Below is the data. Give it again, complete and exact.

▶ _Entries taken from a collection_
:::::

PR #400, opened 2015-12-16
individual voucher code query performance fix

jhofm:
Restored pull request after multiple failed attempts. Sorry about the additional carbon footprint.

The function is marked as deprecated but still seems to be in use as of 5.2.

### DIFF
--- a/engine/Shopware/Core/sBasket.php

:::::

▶ _OUTPUT FOR THIS TASK_
PR #400, opened 2015-12-16
individual voucher code query performance fix

jhofm:
Restored pull request after multiple failed attempts. Sorry about the additional carbon footprint.

The function is marked as deprecated but still seems to be in use as of 5.2.

### DIFF
--- a/engine/Shopware/Core/sBasket.php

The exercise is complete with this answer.